PR #7803, opened 2020-02-26
Improved INA219 driver supports custom defined shunt resistor

barbudor:
## Description:

This PR adds support for custom defined shunt resistor with INA219 sensor.
It also takes the opportunity to refactor code and improve efficiency.
It was planned after deciding to help Discord user @Massivenrg who needed a shunt resistor of 20 milli-ohm for measuring currents up to 16A.

Original code was limited to support the standard 0.1 ohm shunt resistor which is mounted on the INA219 breakout module available from Adafruit or Chinese providers. This provides allows a single current measurement range up to 3.2A. However some use case needs a different current range which can only be achieved using lower of higher shunt resistor.
This PR allows specifying a custom shunt resistor value ranging from 1 milli-ohm (320A range) up more than 10 kilo-ohm (sub µA).
Compliance with legacy `Sensor13` modes 0, 1 and 2 is preserved and mode values of 10 and above are used to specify the customer shunt resistor value.
Original code was also making an unnecessary complex use of the so-called "Calibration register". This PR uses a more efficient method to calculate the current by using Ohms' law and the shunt-voltage.
Some INA219 register constants have been fixed and completed. This allows the PR to configure the INA219 to average 16 samples for both Bus Voltage and Shunt Voltage to increase accuracy of the measurement. Because this is performed in hardware and still takes much less time (<20ms) than Tasmota sensor period (1 sec) it has no impact on the performance.

**Specifying custom shunt resistor**

In order to be able to specify a large range of shunt resistor values without breaking settings compatibility (`Settings.ina219_mode` is `uint8_t`) it has been chosen to encode the resistor value as a decimal value `RRM = [10.255]` which represent:
`Shunt_Resistor_in_milliohm = RR * 10^M`
This means that the following commands define the following shunt resistors:
`Sensor13 10` define Shunt_Resistor as 1 * 10^0 = 1 milli-ohm for a maximum current of 320A
`Sensor13 11` define Shunt_Resistor as 1 * 10^1 = 10 milli-ohm for a maximum current of 32A
`Sensor13 21` define Shunt_Resistor as 2 * 10^1 = 20 milli-ohm for a maximum current of 16A
`Sensor13 12` define Shunt_Resistor as 2 * 10^2 = 100 milli-ohm for a maximum current of 3.2A (same as default)
`Sensor13 13` define Shunt_Resistor as 1 * 10^3 = 1 ohm for a maximum current of 0.32A
This may seem clunky but allows large range of values while not impacting settings storage.

**Code refactoring and removal of calibration**

Usage of calibration register seems to have been misunderstood as this code can be found in many derivative including ports to MicroPython and CircuitPython. On those platforms I already did my own driver based on the same principle.
The calibration register on INA219 is not intended to provide an effective calibration as we are expecting it (ie providing a means to finely adjust a measurement mechanism to provide accurate results).
It is intended to drive the hardware-based calculation of current and power so that a MCU with low capabilityy can avoid doing multiplications and divisions and retrieve current and power from dedicated registers. While this seems a good idea, in this case it adds complexity to the code to adjust the full-scale of the current to avoid overflow in power calculation.
As Tasmota already calculates power by performing floating point multiplication of the voltage and current, as well as some other floating points multiplication and divisions, refactoring the code in order to calculate directly the current from the shunt voltage makes the code smaller and more efficient.
While this may seems independent of the goal of this PR, the refactoring is key to implementing it efficiently.

**PR Impact on code and data**

`.irom0.text     0x8b628	=>	0x8b5d8		(-80)`
`.data           0x764	=>	  0x764		(==)`
`.bss            0xabb0	=>	 0xaba8		(-8)`

Note: As this is my 1st PR for Tasmota and I believe some changes may be requested, I left some debug code (currently disabled). I will remove it for the final submission.

## Checklist:

### DIFF
--- a/tasmota/xsns_13_ina219.ino
+++ b/tasmota/xsns_13_ina219.ino
@@ -97,10 +97,11 @@
 uint8_t ina219_type[4] = {0,0,0,0};
 uint8_t ina219_addresses[] = { INA219_ADDRESS1, INA219_ADDRESS2, INA219_ADDRESS3, INA219_ADDRESS4 };
 
-#define __DEBUG__(a)
-
-__DEBUG__(char __dbg1[20];)
-__DEBUG__(char __dbg2[20];)
+#ifdef DEBUG_TASMOTA_SENSOR
+// temporary strings for floating point in debug messages
+char __ina219_dbg1[10];
+char __ina219_dbg2[10];
+#endif
 
 // The following multiplier is used to convert shunt voltage (in mV) to current (in A)
 // Current_A = ShuntVoltage_mV / ShuntResistor_milliOhms = ShuntVoltage_mV * ina219_current_multiplier
@@ -132,13 +133,15 @@ bool Ina219SetCalibration(uint8_t mode, uint16_t addr)
 {
   uint16_t config = 0;
 
-  __DEBUG__(printf("mode = %d\n",mode);)
+  DEBUG_SENSOR_LOG("Ina219SetCalibration: mode=%d",mode);
   if (mode < 5)
   {
     // All legacy modes 0..2 are handled the same and consider default 0.1 shunt resistor
     ina219_current_multiplier = 1.0 / INA219_DEFAULT_SHUNT_RESISTOR_MILLIOHMS;
-    __DEBUG__(dtostrfd(ina219_current_multiplier,5,__dbg1);)
-    __DEBUG__(printf("cur_mul=%s\n",__dbg1);)
+    #ifdef DEBUG_TASMOTA_SENSOR
+    dtostrfd(ina219_current_multiplier,5,__ina219_dbg1);
+    DEBUG_SENSOR_LOG("Ina219SetCalibration: cur_mul=%s",__ina219_dbg1);
+    #endif
   }
   else if (mode >= 10)
   {
@@ -147,8 +150,10 @@ bool Ina219SetCalibration(uint8_t mode, uint16_t addr)
     for ( ; mult > 0 ; mult-- )
       shunt_milliOhms *= 10;
     ina219_current_multiplier = 1.0 / shunt_milliOhms;
-    __DEBUG__(dtostrfd(ina219_current_multiplier,5,__dbg1);)
-    __DEBUG__(printf("shunt = %dmO => cur_mul=%s\n",shunt_milliOhms,__dbg1);)
+    #ifdef DEBUG_TASMOTA_SENSOR
+    dtostrfd(ina219_current_multiplier,5,__ina219_dbg1);
+    DEBUG_SENSOR_LOG("Ina219SetCalibration: shunt=%dmO => cur_mul=%s",shunt_milliOhms,__ina219_dbg1);
+    #endif
   }
   config = INA219_CONFIG_BVOLTAGERANGE_32V
          | INA219_CONFIG_GAIN_8_320MV               // Use max scale
@@ -163,7 +168,7 @@ float Ina219GetShuntVoltage_mV(uint16_t addr)
 {
   // raw shunt voltage (16-bit signed integer, so +-32767)
   int16_t value = I2cReadS16(addr, INA219_REG_SHUNTVOLTAGE);
-  __DEBUG__(printf("ShR = 0x%04X\n",value);)
+  DEBUG_SENSOR_LOG("Ina219GetShuntVoltage_mV: ShReg = 0x%04X",value);
   // convert to shunt voltage in mV (so +-327mV) (LSB=10µV=0.01mV)
   return value * 0.01;
 }
@@ -172,12 +177,12 @@ float Ina219GetBusVoltage_V(uint16_t addr)
 {
   // Shift 3 to the right to drop CNVR and OVF as unsigned
   uint16_t value = I2cRead16(addr, INA219_REG_BUSVOLTAGE) >> 3;
-  __DEBUG__(printf("BusR = 0x%04X\n",value);)
+  DEBUG_SENSOR_LOG("Ina219GetBusVoltage_V: BusReg = 0x%04X",value);
   // and multiply by LSB raw bus voltage to return bus voltage in volts (LSB=4mV=0.004V)
   return value * 0.004;
 }
 
-/*
+/* Not used any more
 float Ina219GetCurrent_mA(uint16_t addr)
 {
   // Sometimes a sharp load will reset the INA219, which will reset the cal register,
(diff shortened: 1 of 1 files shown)


barbudor:
I would like to invite @mike2nl to comment as we had a brief discussion on that addition.

It could also be interesting to support a different shunt resistor per INA219 device but I don't see how to make it without impacting `Settings`

tasmota/xsns_13_ina219.ino
```diff
@@ -85,67 +92,92 @@
...
 
+#define INA219_DEFAULT_SHUNT_RESISTOR_MILLIOHMS (100.0) // 0.1 Ohm
+
 uint8_t ina219_type[4] = {0,0,0,0};
 uint8_t ina219_addresses[] = { INA219_ADDRESS1, INA219_ADDRESS2, INA219_ADDRESS3, INA219_ADDRESS4 };
 
-uint32_t ina219_cal_value = 0;
-// The following multiplier is used to convert raw current values to mA, taking into account the current config settings
-uint32_t ina219_current_divider_ma = 0;
+#define __DEBUG__(a)
```
effelle: I see you used a lot of debug point, is there a reason to add  `__DEBUG__(a)` instead of using the internal logger?
``` json
AddLog_P2(LOG_LEVEL_DEBUG, PSTR("any text here: %s or val here %d"), textstr, val);
```

tasmota/xsns_13_ina219.ino
```diff
@@ -175,15 +218,11 @@ bool Ina219Read(void)
...
- *
- * 0 - Max 32V 2A range
- * 1 - Max 32V 1A range
- * 2 - Max 16V 0.4A range
 \*********************************************************************************************/
 
 bool Ina219CommandSensor(void)
 {
-  if ((XdrvMailbox.payload >= 0) && (XdrvMailbox.payload <= 2)) {
+  if ((XdrvMailbox.payload >= 0) && (XdrvMailbox.payload <= 255)) {
```
effelle: Is the `255` payload intended for retrieving data (like for `gpio 255` command )? 
If yes, why restart the device?

tasmota/xsns_13_ina219.ino
effelle: I see you used a lot of debug points... Is there a reason to add  `__DEBUG__(a)` instead of using the internal logger?
``` json
AddLog_P2(LOG_LEVEL_DEBUG, PSTR("any text here: %s or val here %d"), textstr, val);
```

arendst: Or even better use the MACRO DEBUG_SENSOR_LOG as defined in tasmota_post.h

It can be controlled by a global define DEBUG_TASMOTA_SENSOR saving a lot of code memory

tasmota/xsns_13_ina219.ino
barbudor: Hi @effelle,
No. In this case 255 is a considered a valid payload which declare a resistor of 25 * 10^5 = 2.5 Mohm. As explained in the description above, shunt resistor value is encoded by a decimal number in the form RRM (from 10 to 255) which means a value of MM * 10^M
This allows a large range of values while avoiding to change `Settings.ina219_mode` from a `uint8_t` to a large integer. 

The restart is here from the original code and I didn't change it because I don't know what would be the impact on Tasmota. On the INA219 driver itself, there is no reason to restart.
May be this is to force storage of the value in the flash ?
Any advice will be appreciated

tasmota/xsns_13_ina219.ino
barbudor: @effelle and @arendst 
I apologies for not searching further what would be the best solution for debug log. printf() seems to be quick and efficient for this small update.
Definitively these logs were useful for a short time and I will follow Theo advice using the macro. I'll keep reference to AddLog_P2() for future development.
I will submit a PR update by the end of the week-end.

tasmota/xsns_13_ina219.ino
effelle: If 255 is a payload to define the value ok, a restart is needed to update the value in flash.

effelle (commented):
Nice job, the code is also more readable now.
I have one ina incoming for the next week, I will do some tests for sure.

barbudor:
One feature that could have been interesting is the ability to use specific shunt resistor per INA219 for someone who need to measure different current ranges. But there is no way of doing it without expanding `Settings.ino21ç`
Let's see if this is needed. @TrDA-hab is planning a board with 3x INA219.

effelle:
One step at the time.
From my point of view have a  specific shunt doesn't seems a much requested feature, perhaps I'll change my mind when I start to play with it.

barbudor:
Thanks

mike2nl:
@effelle 
@barbudor and me we were talking about different shunt values because different currents. To get more out of the INA219. I was thinking about a high current switch or2x change type. But for that the shunt resistor has to be changed in runtime. That goes fra, far at it is now. But we won't forget it, haha.

djpankdo:
By convention, most shunts are designed to drop 50 mV, 75 mV or 100 mV when operating at their full rated current and most ammeters consist of a shunt and a voltmeter with full-scale deflections of 50, 75, or 100 mV.
If we consider the PGA value equal 2 we can go up to 80 mv making the perfect match with the 75mv commercial shunt.
the comercial shunt capacity (max rated current granted by manufacturer before heat dissipation became a problem) is usually 10A, 20A, 50A, 100A, 150A, 200A all with max 75mv drop.

The formula RMM if fantastic (Shunt_Resistor_in_milliohm = RR * 10^M) but for some correncial shunt resistor it became a problem like 10A(75mV) will result in 7.5m Ohm; 20A(75mV) will result in 3.75m Ohm; 50A(75mV) will result in 1.5m Ohm, etc..
the point is the market key voltage value for shunt is 75mv.

If you check the datasheet (ti.com/lit/ds/symlink/ina219.pdf?&ts=1590022205348) item 8.5.1 is possible to calculate the Calibration Register(05h) with more versatile way.

my suggestion is a way to insert the value directly in the register pointer (05h) like 45E7 for a commercial shunt 50A(75mv).

barbudor:
Hi @djpankdo 
Let me explain why your suggestion will not bring any value would even reduce the accuracy of the measure.
In the INA 219, there are 2 parts :
- The 2 ADCs which measures the bus voltage and the shunt voltage
- The current & power calculation unit

The ADCs have a fixed, given, unchangeable accuracy. This is true for both.
Regarding the shunt voltage ADC, it is extremely clear when you look at figures 20 to 23 : whatever is the gain, the LSB is always 10µV. Which means that while changing the gain reduce the full scale (from 320mV down to 40mV), this doesn't actually improve the measurement. On the opposite, you are reducing the number of meaningful bits (from 16 bits down to 12 bits).
Same for the bus voltage (section 8.6.3.2), whether you are selecting 32V or 16V, the LSB is always 4mV.

So what is all about PGA and calibration register ?
This is about the 2nd part of the device : the current and power calculation.
This part is intended to provide low end MCU, typically 8 bits with no support for large integer and floating point, a simple mean of conversion of shunt-voltage to current as well as computing power. This would avoid for such low end MCU a lot of painful calculations.
Because this section of the device work with limited number of bits, the goal of PGA and calibration is to scale bus voltage and shunt voltage in an acceptable range for the conversion and multiplication to remain in the chip capacity.

Considering that we have a 32 Bit MCU with support for floating point (limited in Tasmota to single precision which still provide 24 bits of mantissa), the 2nd part of the chip is useless just bring confusion to users.
As you can check in the driver's code, since my PR, current is computed directly from the ADC shunt voltage register with a single floating point divide **without a loss in accuracy**. 
Simple, efficient and accurate.

So if your point is essentially to be able to use resistors values (7.5MOhms, 3.75mOhms) that do not fit with the RR * 10^M formula, understand that I came to this because the size of flash setting assigned to Sensor13 is a single byte. The change was meant not to break existing settings which is always challenge with Tasmota.

I would be happy to work on a change to support a larger range of shunt values but we would need to negotiate with Theo to get assigned a larger flash setting (still a challenge for upgrade compatibility). This would surely be more efficient than any tweaking of the calibration register.
Beside, You can still use Tasmota as-is with standard resistors close to the values you are looking for : 10 mOhms (32A range) , 5 mOhms (64A range) or 2 mOhms (128A range) that are also current available resistors in the E12 series.

Let me know your feedback.

djpankdo:
Mr. @barbudor,
First thanks for your attention.
I read the datasheet 3 times to be able to understand and you are completely right.
The calibration reg is there for nothing! Why the chip developer add this functionality if the ADC LSB is always the same? 
So my suggestion  is to keep your method but changing the formula dividing RR by 4.
Shunt_Resistor_in_milliohm = (RR/4) * 10^M

You can keep the same Sensor13 value range but now the Shunt can be incremented in .25 steps.
it will change the max value from 24M ohms to 6M and the minimum value from 1m to 0.25m ohms.

the current range will be from 53.3nA to 1280A much more practical values.

what do you think about it?

barbudor:
Hi @djpankdo 

As I explained, this calculation stuff is intended for small MCU that do not have the capacity to make calculations themselves.

Now, regarding your suggestion, it raise a problem because it changes the way `Sensor13` behaves which means that it will create problems to someone that would upgrade from a previous version to such version. I need to think a little bit if a compatible way can be used.

But why do you absolutely want to use those resistors values ? Why using 3.75 mOhms when 4 or 5 mOhms does the job ?
Many values are available that are close to what you are looking for https://eu.mouser.com/Passive-Components/Resistors/Current-Sense-Resistors/_/N-7fjcf

oriolism:
Hi @barbudor, 
Is possible to increase the max current to 500A?

barbudor:
Hi @oriolism
This implementation would not support more than 320A with a 1milliohm resistor. 
However I would not be very confident to use such technical solution (INA219) for anything above 50A.
Inductive sensors are probably safer.
Best regards

PR #7822, opened 2020-02-29
refactor TX2x sensor driver

curzon01:
## Description:

enhanced statistic calculation can be disabled by defining USE_TX2X_WIND_SENSOR_NOSTATISTICS

Existing callback FUNC_AFTER_TELEPERIOD now also called for sensors 'cause 
callback FUNC_JSON_APPEND is useless to distinguish whether sensor data was sent via the SENSOR topic.

## Checklist:


kugelkopf123:
Isn't it usually the case with tasmota that functions that are added are defined instead of defining things that should be left out?
Therefore I would suggest deactivating statistics by default and activating them via define.

Just asking...

curzon01:
you are right in principle and I originally did it with reverse logic, but
1. this sensor is optional at all and not included in any default package
2. for wind sensor it's benefical to enable the additonal statistic funcitonality as default because the data changes too quickly to allow the calculation to be carried out by an external system - so default enable makes sense.

Consider USE_TX2X_WIND_SENSOR_NOSTATISTICS simply as a simple way to reduce the sensor to the bare minimum (for whatever reason). I didn't want to define this externally (with reverse logic) - or consider it a debugging aid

◆ ◆ ◆ ◆ ◆ ◆ ◆

### TO DO:
Reproduce exactly the entries above, limited to the lines from the one with "I will submit" through the one with "One feature that", both included.

### EXERCISE OUTPUT:
I will submit a PR update by the end of the week-end.

tasmota/xsns_13_ina219.ino
effelle: If 255 is a payload to define the value ok, a restart is needed to update the value in flash.

effelle (commented):
Nice job, the code is also more readable now.
I have one ina incoming for the next week, I will do some tests for sure.

barbudor:
One feature that could have been interesting is the ability to use specific shunt resistor per INA219 for someone who need to measure different current ranges. But there is no way of doing it without expanding `Settings.ino21ç`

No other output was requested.